Recovery of iLOV fluorescence after photobleaching. (A) iLOV expressed as a C-terminal fusion to Arabidopsis histone 2B was used to quantify fluorescence recovery after photobleaching. Representative images before photobleaching, after bleaching and post recovery are shown. (Scale bar, 5 μm.) (B) Photobleaching kinetics of nuclear-localized iLOV after repeated laser scanning at 88% laser power. A series of 40 scans was performed and one image collected every 6 s. Values represent the mean ± SE (n = 18). (C) Recovery kinetics for iLOV fluorescence after photobleaching. Values represent the mean ± SE (n = 18). Recovery fits to a first exponential and indicates a half-maximal recovery time of 54 s.

Fig. 5.

Utility of iLOV as a cytosolic fluorescent reporter for TMV infection. (A) Half-leaf inoculations of Nicotiana tabacum show that systemic spread of TMV.iLOV is extensive 4 days post inoculation (dpi) whereas TMV.GFP is still restricted to primary lesions on the inoculated leaf.

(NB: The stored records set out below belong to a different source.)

Issue #5638, opened 2021-01-20
restore big files/block devices with considering already present data


Lanozavr:
I use borg to make backups of my LVM volumes. It works fine at backup creation time but not as good when I do 'borg extract'. It pulls many gigabytes of data from remote borg repo server although I still have an almost unchanged device in place.

It would be nice to have an option to not just extract data from a borg repo but to also check against an existing file/block device, if it already has the required data and only retrieve changed data from the remote repo.

ThomasWaldmann:
Yeah, that would be good.

Notable:
- when writing to a block device, one likely would use `borg extract --stdout ... > /dev/blkxxx` to directly extract to the block device and when doing that, borg does not even know where the data is going / what it could compare against
- for similar reasons `borg create --stdin ...` might be used at backup time - in this case we might not have the blockdevice name inside the archive
- this is the simpler part of a more complex "missing feature": that of bringing a local data set into an archived state (here, simple: 1 file == a block device, more complex case: a filesystem with existing directories and existing files)
- borg create already has `--read-special` to indicate that special files should actually have their content read, not just the device file archived. in that case, we have blockdevice names (relative though) in the archive, but at extraction time, desired device names could be different

ThomasWaldmann:
If A is archived data stream and F is the fs data stream:

- iterate over A chunks list to get chunkid_A, size
- read size bytes from F, compute chunkid_F
- if chunkid_A == chunkid_F, we already have the correct data, next...
- if not, read <size> chunk from A, write to F (seek to correct pos first), next...
- at the end of A, truncate F to the same size.

ThomasWaldmann:
@alighazi288 sure, feel free to work on this in master branch.

Don't use block devices, but just normal files with multiple chunks. To test, use chunker settings that create rather small chunks (e.g. 512 bytes), so that we don't need very big files to test this.

Maybe it is simplest to even use the "fixed" chunker when starting to work on tests for this. As the block size is fixed, it is easy to produce a file with specific block content and then do changes in known blocks and check how it behaves.

alighazi288:
Thank you so much for the information! Also, any particular reason for working directly in master instead of a feature branch?

alighazi288:
Hey @ThomasWaldmann. Opened up a PR (#9703). Would love a review when you get the chance.

PR #8632, opened 2025-01-12
Implement chunk comparison and selective extraction for borg extract (#5638)

alighazi288:
## Archive File Chunk Comparison and Extraction

This implementation provides efficient file restoration from archives by comparing and extracting chunks. Instead of blindly extracting entire files, it:

1. Compares existing file content with archived chunks
2. Only fetches and updates chunks that differ
3. Handles various edge cases:
   - Partial chunks at end of files
   - Files longer/shorter than archive version
   - Empty files
   - Cross-chunk boundary changes

### DIFF
--- a/src/borg/archiver/_common.py
+++ b/src/borg/archiver/_common.py
@@ -127,9 +127,9 @@ def with_repository(
             )
 
             with repository:
-                if repository.version not in (3,):
+                if repository.version not in (4,):
                     raise Error(
-                        f"This borg version only accepts version 3 repos for -r/--repo, "
+                        f"This borg version only accepts version 4 repos for -r/--repo, "
                         f"but not version {repository.version}. "
                         f"You can use 'borg transfer' to copy archives from old to new repos."
                     )
@@ -194,10 +194,10 @@ def with_other_repository(manifest=False, cache=False, compatibility=None):
             )
 
             with repository:
-                acceptable_versions = (1,) if v1_legacy else (3,)
+                acceptable_versions = (1,) if v1_legacy else (4,)
                 if repository.version not in acceptable_versions:
                     raise Error(
-                        f"This borg version only accepts version {' or '.join(acceptable_versions)} "
+                        f"This borg version only accepts version {' or '.join(str(v) for v in acceptable_versions)} "
                         f"repos for --other-repo."
                     )
                 kwargs["other_repository"] = repository
--- a/src/borg/repoobj.py
+++ b/src/borg/repoobj.py
@@ -13,11 +13,14 @@ AUTHENTICATED_NO_KEY = "authenticated_no_key" in workarounds
 OBJ_MAGIC = b"BORG_OBJ"
 OBJ_VERSION = 0x01
 
+# Fixed header size per blob: OBJ_MAGIC(8) + version(1) + chunk_id(32) + meta_size(4) + data_size(4)
+REPOOBJ_HEADER_SIZE = 49
+
 
 class RepoObj:
-    # Object header: magic (8b), format version (1b), meta size (4b), data size (4b).
-    obj_header = Struct("<8sBII")
-    ObjHeader = namedtuple("ObjHeader", "magic version meta_size data_size")
+    # Object header: magic (8b), format version (1b), chunk_id (32b), meta size (4b), data size (4b).
+    obj_header = Struct("<8sB32sII")
+    ObjHeader = namedtuple("ObjHeader", "magic version chunk_id meta_size data_size")
 
     @classmethod
     def extract_crypted_data(cls, data: bytes) -> bytes:
@@ -72,7 +75,7 @@ class RepoObj:
         data_encrypted = self.key.encrypt(id, data_compressed)
         meta_packed = msgpack.packb(meta)
         meta_encrypted = self.key.encrypt(id, meta_packed)
-        hdr = self.ObjHeader(OBJ_MAGIC, OBJ_VERSION, len(meta_encrypted), len(data_encrypted))
+        hdr = self.ObjHeader(OBJ_MAGIC, OBJ_VERSION, id, len(meta_encrypted), len(data_encrypted))
         hdr_packed = self.obj_header.pack(*hdr)
         return hdr_packed + meta_encrypted + data_encrypted
 
--- a/src/borg/repository.py
+++ b/src/borg/repository.py
@@ -115,15 +115,13 @@ class Repository:
             location = Location(url)
         self._location = location
         self.url = url
-        # lots of stuff in data: use 2 levels by default (data/00/00/ .. data/ff/ff/ dirs)!
-        data_levels = int(os.environ.get("BORG_STORE_DATA_LEVELS", "2"))
         ns_config = {
             "archives/": {"levels": [0]},
             "cache/": {"levels": [0]},
             "config/": {"levels": [0]},
-            "data/": {"levels": [data_levels]},
             "keys/": {"levels": [0]},
             "locks/": {"levels": [0]},
+            "packs/": {"levels": [1]},
         }
         # Get permissions from parameter or environment variable
         permissions = permissions if permissions is not None else os.environ.get("BORG_REPO_PERMISSIONS", "all")
@@ -136,9 +134,9 @@ class Repository:
                 "archives": "lrw",
                 "cache": "lrwWD",  # WD for chunks.<HASH>, last-key-checked, ...
                 "config": "lrW",  # W for manifest
-                "data": "lrw",
                 "keys": "lr",
                 "locks": "lrwD",  # borg needs to create/delete a shared lock here
+                "packs": "lrw",
             }
         elif permissions == "write-only":  # mostly no reading
             permissions = {
@@ -146,9 +144,9 @@ class Repository:
                 "archives": "lw",
                 "cache": "lrwWD",  # read allowed, e.g. for chunks.<HASH> cache
                 "config": "lrW",  # W for manifest
-                "data": "lw",  # no r!
                 "keys": "lr",
                 "locks": "lrwD",  # borg needs to create/delete a shared lock here
+                "packs": "lw",  # no r!
             }
         elif permissions == "read-only":  # mostly r/o
             permissions = {"": "lr", "locks": "lrwD"}
@@ -171,7 +169,7 @@ class Repository:
         self._send_log = send_log_cb or (lambda: None)
         self.do_create = create
         self.created = False
-        self.acceptable_repo_versions = (3,)
+        self.acceptable_repo_versions = (4,)
         self.opened = False
         self.lock = None
         self.do_lock = lock
@@ -209,10 +207,10 @@ class Repository:
         self.store.open()
         try:
             self.store.store("config/readme", REPOSITORY_README.encode())
-            self.version = 3
+            self.version = 4
             self.store.store("config/version", str(self.version).encode())
             self.store.store("config/id", bin_to_hex(os.urandom(32)).encode())
-            # we know repo/data/ still does not have any chunks stored in it,
+            # we know repo/packs/ still does not have any chunks stored in it,
             # but for some stores, there might be a lot of empty directories and
             # listing them all might be rather slow, so we better cache an empty
             # ChunkIndex from here so that the first repo operation does not have
@@ -327,22 +325,21 @@ class Repository:
         def check_object(obj):
             """Check if obj looks valid."""
             hdr_size = RepoObj.obj_header.size
-            obj_size = len(obj)
-            if obj_size >= hdr_size:
-                hdr = RepoObj.ObjHeader(*RepoObj.obj_header.unpack(obj[:hdr_size]))
-                if hdr.magic != OBJ_MAGIC:
-                    log_error("invalid object magic.")
-                elif hdr.version != OBJ_VERSION:
-                    log_error(f"unsupported object version: {hdr.version}.")
-                else:
-                    meta = obj[hdr_size : hdr_size + hdr.meta_size]
-                    if hdr.meta_size != len(meta):
-                        log_error("metadata size mismatch.")
-                    data = obj[hdr_size + hdr.meta_size : hdr_size + hdr.meta_size + hdr.data_size]
-                    if hdr.data_size != len(data):
-                        log_error("data size mismatch.")
-            else:
+            if len(obj) < hdr_size:
                 log_error("too small.")
+                return
+            hdr = RepoObj.ObjHeader(*RepoObj.obj_header.unpack(obj[:hdr_size]))
+            if hdr.magic != OBJ_MAGIC:
+                log_error("invalid object magic.")
+            elif hdr.version != OBJ_VERSION:
+                log_error(f"unsupported object version: {hdr.version}.")
+            else:
+                meta = obj[hdr_size : hdr_size + hdr.meta_size]
+                if hdr.meta_size != len(meta):
+                    log_error("metadata size mismatch.")
+                data = obj[hdr_size + hdr.meta_size : hdr_size + hdr.meta_size + hdr.data_size]
+                if hdr.data_size != len(data):
+                    log_error("data size mismatch.")
 
         # TODO: progress indicator, ...
         partial = bool(max_duration)
@@ -376,11 +373,11 @@ class Repository:
         # As we don't do garbage collection here, this is not a problem.
         # We also don't know the plaintext size, so we set it to 0.
         init_entry = ChunkIndexEntry(flags=ChunkIndex.F_USED, size=0)
-        infos = self.store.list("data")
+        infos = self.store.list("packs")
         try:
             for info in infos:
                 self._lock_refresh()
-                key = "data/%s" % info.name
+                key = "packs/%s" % info.name
                 if key <= last_key_checked:  # needs sorted keys
                     continue
                 try:
@@ -412,8 +409,9 @@ class Repository:
                     # add all existing objects to the index.
                     # borg check: the index may have corrupted objects (we did not delete them)
                     # borg check --repair: the index will only have non-corrupted objects.
-                    id = hex_to_bin(info.name)
-                    chunks[id] = init_entry
+                    pack_id = hex_to_bin(info.name)
+                    chunk_id = pack_id  # N=1: chunk_id == pack_id
+                    chunks[chunk_id] = init_entry
                 now = time.monotonic()
                 if now > t_last_checkpoint + 300:  # checkpoint every 5 mins
                     t_last_checkpoint = now
@@ -437,7 +435,7 @@ class Repository:
                         self, chunks, incremental=False, clear=True, force_write=True, delete_other=True
                     )
         except StoreObjectNotFound:
-            # it can be that there is no "data/" at all, then it crashes when iterating infos.
+            # it can be that there is no "packs/" at all, then it crashes when iterating infos.
             pass
         logger.info(f"Checked {objs_checked} repository objects, {objs_errors} errors.")
         if objs_errors == 0:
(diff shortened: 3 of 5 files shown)


alighazi288:
@ThomasWaldmann Since this is a significant change, I wanted to open this PR as a draft to get your feedback before proceeding further.

Could you please review the current implementation and provide any suggestions or improvements?

ThomasWaldmann (commented):
can you add some tests, so that codecov does not spam the whole diff view?

alighazi288:
Done.

src/borg/testsuite/archive_test.py
```diff
@@ -402,3 +407,134 @@ def test_reject_non_sanitized_item():
     for path in rejected_dotdot_paths:
         with pytest.raises(ValueError, match="unexpected '..' element in path"):
             Item(path=path, user="root", group="root")
+
+
+def test_compare_and_extract_chunks(tmpdir, monkeypatch):
```
ThomasWaldmann, line 412: maybe use less c&p for the tests. the code in these is very similar, so you could replace it by generic code and parametrize that.

ThomasWaldmann (changes requested):
some first feedback

src/borg/archive.py
```diff
@@ -719,6 +719,78 @@ def extract_helper(self, item, path, hlm, *, dry_run=False):
                 # In this case, we *want* to extract twice, because there is no other way.
                 pass
 
+    def compare_and_extract_chunks(self, item, fs_path):
+        print(f"Initial fs_path: {fs_path}")
+        print(f"self.cwd: {self.cwd}")
```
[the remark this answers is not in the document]
alighazi288: The prints were for me (testing). I guess we don't need them in the final code?

alighazi288:
@ThomasWaldmann  I'm having trouble with the `test_extract_continue` test in `extract_cmd_test.py`. The test expects a new inode when extracting a truncated hardlinked file. I've tried adding a check for hardlinks in `compare_and_extract_chunks` to skip in-place modification but I feel like that defeats the purpose of the enhancement.

Looking at extract_item, I'm unsure about the right approach (the command seems to be working fine in practical testing). I have pushed my current implementation if you'd like to take a look.

ThomasWaldmann (commented):
some feedback

src/borg/archive.py
```diff
@@ -719,6 +719,40 @@ def extract_helper(self, item, path, hlm, *, dry_run=False):
                 # In this case, we *want* to extract twice, because there is no other way.
                 pass
 
+    def compare_and_extract_chunks(self, item, fs_path):
+        """Compare file chunks and patch if needed. Returns True if patching succeeded."""
+        try:
+            st = os.stat(fs_path, follow_symlinks=False)
```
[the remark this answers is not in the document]
alighazi288: I'm sorry but I'm still a bit confused about this. Are you referring to:
- Size tracking and verification
- Damaged chunks detection
- Progress reporting
- Sparse file support
- Proper attribute restoration
I can see the loophole now that if `compare_and_extract_chunks` returns `True`, it does not take into account the things mentioned above whereas they are present in a "normal" extraction.

src/borg/archive.py
```diff
@@ -719,6 +719,40 @@ def extract_helper(self, item, path, hlm, *, dry_run=False):
...
+                    fs_file.seek(chunk_offset)
+                    data_F = fs_file.read(size)
+
+                    needs_update = True
+                    if len(data_F) == size:
+                        chunkid_F = self.key.id_hash(data_F)
+                        needs_update = chunkid_A != chunkid_F
+
+                    if needs_update:
+                        chunk_data = b"".join(self.pipeline.fetch_many([chunkid_A], ro_type=ROBJ_FILE_STREAM))
```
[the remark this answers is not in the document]
alighazi288: You're absolutely right. Didn't really see it that way before. Thank you for the feedback!

src/borg/archive.py
```diff
@@ -719,38 +719,82 @@ def extract_helper(self, item, path, hlm, *, dry_run=False):
...
-                return True
+            # Second pass: Update file and consume EVERY chunk from the iterator
+            offset = 0
+            item_chunk_size = 0
+            with backup_io("open"):
+                fs_file = open(fs_path, "rb+")
+            with fs_file:
+                for fs_chunk, item_chunk in zip(fs_chunks, item.chunks):
+                    with backup_io("seek"):
+                        fs_file.seek(offset)
```
ThomasWaldmann, line 767: I think it should seek in the if-block and write in the else-block.

src/borg/archive.py
```diff
@@ -719,38 +719,82 @@ def extract_helper(self, item, path, hlm, *, dry_run=False):
...
+                    if fs_chunk is not None and fs_chunk.id == item_chunk.id:
+                        offset += item_chunk.size
+                        item_chunk_size += item_chunk.size
+                    else:
+                        chunk_data = next(chunk_data_iter)
+                        if pi:
+                            pi.show(increase=len(chunk_data), info=[remove_surrogates(item.path)])
```
ThomasWaldmann, line 774: guess progress is made in the if-block also, so maybe do that after the if/else.

src/borg/archive.py
```diff
@@ -719,38 +719,82 @@ def extract_helper(self, item, path, hlm, *, dry_run=False):
...
+                        with backup_io("write"):
+                            if sparse and not chunk_data.strip(b"\0"):
+                                fs_file.seek(len(chunk_data), 1)  # Seek over sparse section
+                                offset += len(chunk_data)
```
ThomasWaldmann, line 778: Guess we can only do it that way when writing to a new file.
But as you are writing to an existing file, you'll need to overwrite existing content with the zeros.

src/borg/archive.py
```diff
@@ -719,38 +719,82 @@ def extract_helper(self, item, path, hlm, *, dry_run=False):
...
+            # Fetch all needed chunks and iterate through ALL of them
+            chunk_data_iter = self.pipeline.fetch_many(
+                [chunk.id for chunk in needed_chunks], is_preloaded=True, ro_type=ROBJ_FILE_STREAM
+            )
 
-                fs_file.truncate(item.size)
-                return True
+            # Second pass: Update file and consume EVERY chunk from the iterator
+            offset = 0
+            item_chunk_size = 0
```
ThomasWaldmann, line 761: do they always have the same value?

ThomasWaldmann: also: better name instead of item_chunk_size?

ThomasWaldmann (changes requested):

src/borg/archive.py
alighazi288: You are right that both variables track the same value. I initially thought we needed separate variables because `offset` is for file positioning while `item_chunk_size` is for tracking total processed data, but since they increment the same way, we could use just `offset`.

src/borg/archive.py
```diff
@@ -719,38 +719,82 @@ def extract_helper(self, item, path, hlm, *, dry_run=False):
...
+        try:
+            # First pass: Build fs chunks list
+            fs_chunks = []
+            offset = 0
+            with backup_io("open"):
+                fs_file = open(fs_path, "rb")
+            with fs_file:
+                for chunk in item.chunks:
+                    with backup_io("seek"):
+                        fs_file.seek(offset)
```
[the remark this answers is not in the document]
alighazi288: I didn't consider that we're just reading chunks and read() automatically advances the file pointer. I will remove it.

src/borg/archive.py
```diff
@@ -719,38 +719,82 @@ def extract_helper(self, item, path, hlm, *, dry_run=False):
...
-                        chunk_data = b"".join(self.pipeline.fetch_many([chunkid_A], ro_type=ROBJ_FILE_STREAM))
-                        fs_file.seek(chunk_offset)
-                        fs_file.write(chunk_data)
+            if not needed_chunks:
+                return True
 
-                    chunk_offset += size
+            # Fetch all needed chunks and iterate through ALL of them
+            chunk_data_iter = self.pipeline.fetch_many(
+                [chunk.id for chunk in needed_chunks], is_preloaded=True, ro_type=ROBJ_FILE_STREAM
```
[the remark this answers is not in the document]
alighazi288: I thought I was fetching all chunks but I was wrong. I see now that I only fetch the mismatched chunks.

src/borg/archive.py
alighazi288: I tried your suggestion but without an explicit seek before write, the file contents got corrupted (wrote chunks in wrong positions). Adding the seek fixed it.

ThomasWaldmann (changes requested):

src/borg/archive.py
```diff
@@ -719,11 +719,10 @@ def extract_helper(self, item, path, hlm, *, dry_run=False):
                 # In this case, we *want* to extract twice, because there is no other way.
                 pass
 
-    def compare_and_extract_chunks(self, item, fs_path, st=None, *, pi=None, sparse=False):
+    def compare_and_extract_chunks(self, item, fs_path, *, pi=None, sparse=False):
         """Compare file chunks and patch if needed. Returns True if patching succeeded."""
-        if st is None or not stat.S_ISREG(st.st_mode):
+        if not os.path.exists(fs_path):
             return False
```
ThomasWaldmann, line 725: That's worse because it does another OS call (guess os.path.exists internally just does a stat call) for something it already knows (it already did a stat call as I pointed out in last review).

src/borg/archive.py
```diff
@@ -742,49 +741,38 @@ def compare_and_extract_chunks(self, item, fs_path, st=None, *, pi=None, sparse=
...
-                        offset += item_chunk.size
+                            fs_file.seek(item_chunk.size, 1)
                     else:
                         chunk_data = next(chunk_data_iter)
-                        # Need explicit seek before write in rb+ mode to ensure correct file position Without an
-                        # explicit seek before write, the file contents got corrupted (wrote chunks in wrong positions)
+
                         with backup_io("seek"):
-                            fs_file.seek(offset)
+                            fs_file.seek(fs_file.tell())
```
ThomasWaldmann, line 759: Why is that seek needed?

src/borg/archive.py
```diff
@@ -742,49 +741,38 @@ def compare_and_extract_chunks(self, item, fs_path, st=None, *, pi=None, sparse=
...
 
                         with backup_io("write"):
-                            if sparse and not chunk_data.strip(b"\0"):
-                                fs_file.write(b"\0" * len(chunk_data))  # Write zeros to overwrite old content
-                                offset += len(chunk_data)
-                            else:
-                                fs_file.write(chunk_data)
-                                offset += len(chunk_data)
-                    if pi:  # <-- Moved outside to track progress in both cases
+                            data = b"\0" * len(chunk_data) if sparse and not chunk_data.strip(b"\0") else chunk_data
```
ThomasWaldmann, line 762: isn't the if-block value always the same as the value of chunk_data?

ThomasWaldmann (changes requested):

src/borg/archive.py
alighazi288: @ThomasWaldmann The issue is  if I try to use `st` directly, I get an `UnboundLocalError` since `st` is only set inside the try block.

If I try to handle the stat info differently (always pass `st` from extract_item), I run into other test failures (symlink tests, directory timestamp tests, etc). Hence the additional OS call.

Could you clarify how I can properly access and use the `st` value as you suggested?

ThomasWaldmann: line 870 catches all OSErrors and just ignores them and leaves st undefined.

I guess we need to improve that:
```
st = None  # None means either there is no such file or we could not access it
```

ThomasWaldmann: For the case when it rmdirs an existing directory (so it can freshly extract the one from the archive), you can also add a `st = None` to that block, because after the rmdir it is the same fs state as if that dir never existed.

alighazi288: Great! Thanks! Had the same idea but wanted to double check before I touched existing code.

src/borg/archive.py
```diff
@@ -719,6 +719,63 @@ def extract_helper(self, item, path, hlm, *, dry_run=False):
...
+            chunk_data_iter = self.pipeline.fetch_many([chunk.id for chunk in needed_chunks], ro_type=ROBJ_FILE_STREAM)
+
+            # Second pass: Update file
+            with backup_io("open"):
+                fs_file = open(fs_path, "rb+")
+            with fs_file:
+                for fs_chunk, item_chunk in zip(fs_chunks, item.chunks):
+                    if fs_chunk == item_chunk:
+                        with backup_io("seek"):
+                            fs_file.seek(item_chunk.size, 1)
```
ThomasWaldmann, line 754: use `os.SEEK_CUR` instead of 1.

src/borg/archive.py
```diff
@@ -719,6 +719,63 @@ def extract_helper(self, item, path, hlm, *, dry_run=False):
...
+                    else:
+                        chunk_data = next(chunk_data_iter)
+
+                        with backup_io("write"):
+                            fs_file.write(chunk_data)
+                    if pi:
+                        pi.show(increase=len(chunk_data), info=[remove_surrogates(item.path)])
```
ThomasWaldmann, line 761: that's incorrect, you need to consider all cases.

src/borg/archive.py
```diff
@@ -719,6 +719,63 @@ def extract_helper(self, item, path, hlm, *, dry_run=False):
...
+
+                final_size = fs_file.tell()
+                with backup_io("truncate_and_attrs"):
+                    fs_file.truncate(item.size)
+                    fs_file.flush()
+                    self.restore_attrs(fs_path, item, fd=fs_file.fileno())
```
ThomasWaldmann, line 767: use the same code as you see in 899+.

src/borg/archive.py
```diff
@@ -802,12 +859,14 @@ def same_item(item, st):
                 return  # done! we already have fully extracted this file in a previous run.
             elif stat.S_ISDIR(st.st_mode):
                 os.rmdir(path)
+                st = None
             else:
                 os.unlink(path)
+                st = None
```
ThomasWaldmann, line 865: did you think about this?

ThomasWaldmann (changes requested):

src/borg/archive.py
alighazi288: @ThomasWaldmann I didn't realize that this would break the `continue_extraction` functionality. The issue is `compare_and_extract_chunks` still tries to use stale st info after the file is unlinked.

I have tried:
- Tracking unlink state with flags
- Checking inode/link count
- Modifying comparison logic

The only fix in my mind is the extra OS call to check the file's existence. Maybe I'm missing something?

ThomasWaldmann: If the fs file is a normal file, your code requires it to be there, so it can be "updated" - thus it must not be removed.

ThomasWaldmann: And we also need to think about what to do with existing metadata, like acls, xattrs, fs flags, ... - the current code assumes that there is no existing metadata and just adds the stuff from the archive item.

alighazi288: @ThomasWaldmann another solution I can think of is:
```python
try:
    st = os.stat(path, follow_symlinks=False)
    if continue_extraction and same_item(item, st):
        return  # done! we already have fully extracted this file in a previous run.
    if stat.S_ISREG(st.st_mode) and not continue_extraction:
        if self.compare_and_extract_chunks(item, path, st=st, pi=pi):
            return
    elif stat.S_ISDIR(st.st_mode):
        os.rmdir(path)
    else:
        os.unlink(path)
```
This way I'm only attempting in-place updates when it's a regular file and not in continue_extraction mode. The function returns True if the update succeeded, in which case we're done. Otherwise (returns False), we fall back to the original remove/recreate behavior.

Also, since I'm using `restore_attrs()` just like the existing code and not handling metadata directly at all, shouldn't it be consistent with how Borg already works?

ThomasWaldmann: As I already said: the restore_attrs code expects a fresh state of the file (like newly created, no acls, no xattrs) and just adds the stuff from the archived item.

But if you are updating an existing file, there can be already acls or xattrs that do not match what's in the archive (and what shall be the final state).

alighazi288: @ThomasWaldmann This is getting a bit too advanced for my understanding, but I've still tried to implement and verify the attribute restoration. I'm still stuck on the `recreate_cmd` test failures - would appreciate some guidance there.

alighazi288:
@ThomasWaldmann This is getting a bit too advanced for my understanding, but I've still tried to implement and verify the attribute restoration. I'm still stuck on the recreate_cmd test failures - would appreciate some guidance there.

alighazi288:
@ThomasWaldmann any advice?

src/borg/archive.py
```diff
@@ -747,29 +747,60 @@ def compare_and_extract_chunks(self, item, fs_path, *, st, pi=None):
...
                 with backup_io("truncate_and_attrs"):
-                    fs_file.truncate(item.size)
+                    pos = item_chunks_size = fs_file.tell()
+                    fs_file.truncate(pos)
                     fs_file.flush()
+
+                    if not self.noacls:
+                        try:
+                            # Clear ACLs by setting empty ACL entries
+                            acl_set(fs_path, {"acl_entries": []}, self.numeric_ids, fd=fs_file.fileno())
```
ThomasWaldmann, line 772: you didn't read the acl_set code, did you?

src/borg/archive.py
```diff
@@ -747,29 +747,60 @@ def compare_and_extract_chunks(self, item, fs_path, *, st, pi=None):
...
+                            set_flags(fs_path, 0, fd=fs_file.fileno())
+                        except OSError:
+                            pass
+                    if not self.noxattrs:
+                        try:
+                            # Clear ALL xattrs
+                            attrs = xattr.listxattr(fs_file.fileno(), follow_symlinks=False)
+                            for attr in attrs:
+                                try:
+                                    xattr.setxattr(fs_file.fileno(), attr, b"", follow_symlinks=False)
```
ThomasWaldmann, line 788: that does not do what you intended. setting an xattr to an empty bytestring  is not the same as removing an xattr.

src/borg/archive.py
```diff
@@ -747,29 +747,60 @@ def compare_and_extract_chunks(self, item, fs_path, *, st, pi=None):
...
+                                except OSError as e:
+                                    if e.errno != xattr.ENOATTR:  # Ignore if already removed
+                                        raise
+                        except OSError as e:
+                            if e.errno != errno.ENOTSUP:  # Ignore if xattrs not supported
+                                raise
                     self.restore_attrs(fs_path, item, fd=fs_file.fileno())
```
ThomasWaldmann, line 795: you could create a method clear_attrs close to the definition of restore_attrs and move that code you added above to there.

src/borg/archive.py
```diff
@@ -747,29 +747,60 @@ def compare_and_extract_chunks(self, item, fs_path, *, st, pi=None):
             # Second pass: Update file
             with backup_io("open"):
                 fs_file = open(fs_path, "rb+")
-            with fs_file:
```
ThomasWaldmann: you removed the usage of the fs_file's context manager (removed the "with"). that means that it does not close the fs_file anymore (as it did when leaving the with-block), but I guess it should close the file.

src/borg/archive.py
ThomasWaldmann: you are calling `fs_file.fileno()` way too often.

ThomasWaldmann (changes requested):
some stuff i found.

ThomasWaldmann:
BTW, an alternative way to solve the "we need default / cleared metadata" issue would be to NOT reuse the complete local file (metadata + data), but create a new temp file and then either:
- copy some content from the existing local file
- copy some content from the repo

After that, apply the metadata to the temp file and finally, replace the existing local file by the temp file.

ThomasWaldmann:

Arrows indicate half-leaf inoculation sites. (B) Size of TMV.GFP lesion at 2 dpi. (Scale bar, 500 μm.) Lesions typically measured 687 μm ± 103 (n = 14). (C) Size of TMV.iLOV lesion at 2 dpi. (Scale bar, 500 μm.) Lesions typically measured over 3045 μm ± 113 (n = 8).

Fig. 6.

Utility of iLOV as a fluorescent reporter fusion for TMV and PMTV infection. (A) TMV MP-iLOV localization to plasmodesmata. (Scale bar, 20 μm.) (B) Callose staining at plasmodesmata with aniline blue. (C) Colocalization of TMV MP-iLOV fluorescence with aniline blue staining of plasmodesmata. (D) Systemic spread of TMV MP-iLOV and TMV MP-GFP. Upper leaves of Nicotiana tabacum at 4 days post inoculation. TMV MP-iLOV shows extensive systemic spread and unloads from all major vein classes, spreading into neighboring ground tissue (left). TMV MP-GFP by comparison shows no or limited systemic spread unloading only patchily from the midrib and some secondary veins. Leaves were photographed simultaneously to allow direct comparison of green fluorescence intensity. (E) Representative image showing the lesions size produced by PMTV expressing CP^RT-YFP 2 days post bombardment of Nicotiana tabacum leaves. (Scale bar, 100 μm.) (F) Lesion size for PMTV expressing CP^RT-iLOV visualized as in (E). (Scale bar, 100 μm.)